Using language models directly for data analysis: a prompt template describes the analysis task. It contains placeholders that are substituted by data to analyze. After substituting placeholders, the resulting prompt is submitted to the language model to produce output.

Using language models indirectly to build a natural language interface for tabular data: the prompt template contains placeholders for questions about data. After substituting placeholders, the resulting prompt is used as input for the language model. The model translates the question into an SQL query that is executed via a relational database management system.

Holistic Evaluation of Language Models (HELM): comparing language models offered by different providers according to various metrics.

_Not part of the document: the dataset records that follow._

PR #2136, opened 2026-04-29
feat(providers): add Google Gemini provider support

farooqu:
## What
This PR adds Google Gemini as a new agent provider in NanoClaw. It follows the architectural pattern of the OpenAI Codex provider, using the Google Gemini CLI's `app-server` (JSON-RPC over stdio) as the backend.

## Why
To provide users with a first-class, natively-integrated alternative to the Claude Agent SDK and OpenAI Codex, allowing them to leverage Gemini models with full feature parity (MCP tools, session resume, native compaction, and CLAUDE.md expansion).

## How it works
- **Host-side:** `src/providers/gemini.ts` handles session-isolated config copying from `~/.gemini` and environment variable passthrough.
- **Container-side:** `GeminiProvider` and `gemini-app-server.ts` implement the JSON-RPC transport and polling loop logic, including support for `thread/compact/start`.
- **Skill:** A new `add-gemini` skill automates the installation by fetching provider files and updating the `Dockerfile`.
- **Parity:** Implements `resolveClaudeImports` to ensure CLAUDE.md instructions are correctly expanded for the Gemini model.

## How it was tested
- Verified provider registration via factory tests (`bun test`).
- Manually verified JSON-RPC transport against reference protocol.
- Validated surgical auth copying to ensure only essential credentials are leaked to the container.

## Usage
Run `/add-gemini` and set `AGENT_PROVIDER=gemini` in your `.env` or group config.

### DIFF
--- a/.claude/skills/add-gemini/SKILL.md
+++ b/.claude/skills/add-gemini/SKILL.md
@@ -1,0 +1,112 @@
+---
+name: add-gemini
+description: Use Google Gemini CLI as the agent provider — planning, tool orchestration, native compaction, MCP tools, session resume. Requires GEMINI_API_KEY. Per-group via agent_provider.
+---
+
+# Gemini agent provider
+
+NanoClaw runs agents in a long-lived **poll loop** inside the container. The backend is selected with **`AGENT_PROVIDER`** (`claude` | `opencode` | `codex` | `gemini` | `mock`).
+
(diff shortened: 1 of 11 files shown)


chiptoe-svg:
FYI, chiptoe-svg/nanoclaw_flexagents went the ADK route before gemini-cli shipped subagents. With subagents now native, the ADK path's main draws (specialists, isolated tool scopes) are no longer differentiators — this PR's approach looks like the better fit for nanoclaw's shape today. Posting in case it saves anyone else the same evaluation.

PromptBase: a Web site for selling and buying templates for prompts, short text documents used to describe tasks to a language model.

Summary
- Language models can solve novel tasks without specialized training.
- The prompt is the input to the language model.
- Prompts may combine text with other types of data such as images.
- A prompt contains a task description, context, and optionally examples.
- Language models can analyze certain types of data directly.
- When analyzing data directly, the data must appear in the prompt.
- Prompt templates contain placeholders, e.g., to represent data items.
- By substituting placeholders in a prompt template, we obtain a prompt.
- Language models can also help to analyze data via external tools.
- E.g., language models can instruct other tools on how to process data.
- Models are available in many different sizes with significant cost differences.
- Models can be configured using various configuration parameters.
- LangChain and LlamaIndex help to develop complex applications.
- Agents exploit language models to solve complex problems.